Our data could be extrapolated to conform to the “bottom-up” pattern of dysplastic spread (3). An adenomatous crypt would, therefore, begin to divide from the base of the crypt at the stem cell region and bifurcate into two adenomatous daughter crypts. Previous studies have shown there is a significant increase in the amount of crypt budding and bifurcation in patients with familial adenomatous polyposis (24, 25), and the data we have presented here have provided a likely mechanism by which the early development of aberrant crypt foci develop. As yet, the mechanism(s) initiating fission are unknown but may include the control of stem cell number by factors such as the bone morphogenic protein/SMAD4 pathway (26).
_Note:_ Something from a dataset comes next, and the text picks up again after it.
Issue #2657, opened 2021-07-15
`to_json` reporting enhancements


stas00:
While using `to_json` 2 things came to mind that would have made the experience easier on the user:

Taken together with the results of Kim and Shibata, who have shown that adjacent colonic crypts and even crypts in fission have quite dissimilar methylation patterns, it seems that crypt fission may take a long time in the human. In the mouse, the time for fission appears to take ≈12 h, with a possible crypt cycle time of ≈112 days (27). It has also been suggested that normal adult crypts in the human colon divide every 17 years (27, 28). A fission time of 27 months does not seem unreasonable, which could be the coefficient time for such divergence in methylation signatures to occur.

We have previously shown that the adult colon has large families of adjacent crypts (≈450) (15), which show the same X-linked gene, indicating that after lyonization, early stem cells from the colonic mucosal crypts expand, implicitly by crypt fission, to form large families of related crypts, so far as sharing the same X-chromosome is concerned. However, Kim and Shibata results (17, 18) show that the methylation patterns of adjacent crypts diverge markedly by stem cell niche succession, but every 8 years or so, a “bottleneck” is reached, where all stem cells in the crypt are closely related. Superimposed on this process, throughout life, is crypt fission, whereby a crypt expands to form a group or patch of closely related crypts, insofar as the genotype is concerned, even while their unique methylation patterns are diverging.

Materials and Methods

Patients. For cluster analysis, 1.0 × 1.5-cm blocks of morphologically normal colonic mucosa were taken from colectomy specimens of 14 patients with colorectal cancer (10 patients), diverticular disease (3 patients), or cecal stricture (1 patient). Blocks were selected from outside the resection margins of tumors and, in the case of diverticular disease, in noninflamed mucosa. Specimens were either fixed in 4% paraformaldehyde and embedded in paraffin or snap-frozen in liquid nitrogen-cooled isopentane. For patch-size analysis, the same 14 patients' blocks were used plus blocks taken from an additional 20 patients stored in tissue archives, reorientated en face. Reorientated blocks were not of sufficient size and continuity to perform cluster analysis. Ethical approval was sought and obtained from the Newcastle and North Tyneside Local Research Ethics Committees and the University College Hospital Research Ethics Committee.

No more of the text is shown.